Prompt:
Return each of the entries below precisely as it appears.

Top of Source data

PR #719, opened 2020-02-21
Readmes rach kotlin2

Rachael-E:
Turns out the other ones I had planned for this one are already done! So just two readmes to look at here (just a few minor tweaks since these were recent samples). @hud10837 could you take the first review please?


Rachael-E:
great thanks! @sorenoid could you take a second review please?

Bottom of Source data

Your solution:
PR #719, opened 2020-02-21
Readmes rach kotlin2

Rachael-E:
Turns out the other ones I had planned for this one are already done! So just two readmes to look at here (just a few minor tweaks since these were recent samples). @hud10837 could you take the first review please?


Rachael-E:
great thanks! @sorenoid could you take a second review please?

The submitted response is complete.